PR #1307, opened 2026-07-21
Fix a panic when header is just "CE-"

duglin:
thanks to @KrisKennawayDD for noticing

### DIFF
--- a/v2/protocol/http/message.go
+++ b/v2/protocol/http/message.go
@@ -117,7 +117,7 @@ func (m *Message) ReadBinary(ctx context.Context, encoder binding.BinaryWriter) 
 		attr := m.version.Attribute(k)
 		if attr != nil {
 			err = encoder.SetAttribute(attr, v[0])
-		} else if strings.HasPrefix(k, prefix) {
+		} else if strings.HasPrefix(k, prefix) && len(k) > len(prefix) {
 			// Trim Prefix + To lower
 			var b strings.Builder
 			b.Grow(len(k) - len(prefix))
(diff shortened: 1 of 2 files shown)


duglin:
ping @embano1

v2/protocol/http/message_test.go
```diff
@@ -155,6 +155,26 @@ func TestMessageTransformDeleteExtension(t *testing.T) {
 	require.Equal(t, eventIn.ID(), id)
 }
 
+// TestReadBinaryEmptyCeHeaderNoPanic verifies that a header whose name is
+// exactly the "Ce-" prefix (i.e. no attribute/extension name follows it)
+// does not cause ReadBinary to panic with an index-out-of-range error.
+// See advisory-01-binary-header-panic-dos.md.
```
embano1: question: where can I find this advisory? also is it "dos" or "docs"?

v2/protocol/http/message.go
```diff
@@ -117,7 +117,7 @@ func (m *Message) ReadBinary(ctx context.Context, encoder binding.BinaryWriter)
 		attr := m.version.Attribute(k)
 		if attr != nil {
 			err = encoder.SetAttribute(attr, v[0])
-		} else if strings.HasPrefix(k, prefix) {
+		} else if strings.HasPrefix(k, prefix) && len(k) > len(prefix) {
```
embano1, line 120: what if k is "ce--"?

duglin: then the 2nd "-" should be part of the name... and normal processing (or error stuff) should kick in.

v2/protocol/http/message_test.go
duglin: let me remove that

v2/protocol/http/message.go
embano1: can you add a test :)

duglin: done

embano1 (approved):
_ _ _ _ _
Goal of the exercise: The lines to copy are those above that contain "encoder".

Written answer:
@@ -117,7 +117,7 @@ func (m *Message) ReadBinary(ctx context.Context, encoder binding.BinaryWriter) 
 			err = encoder.SetAttribute(attr, v[0])
@@ -117,7 +117,7 @@ func (m *Message) ReadBinary(ctx context.Context, encoder binding.BinaryWriter)
 			err = encoder.SetAttribute(attr, v[0])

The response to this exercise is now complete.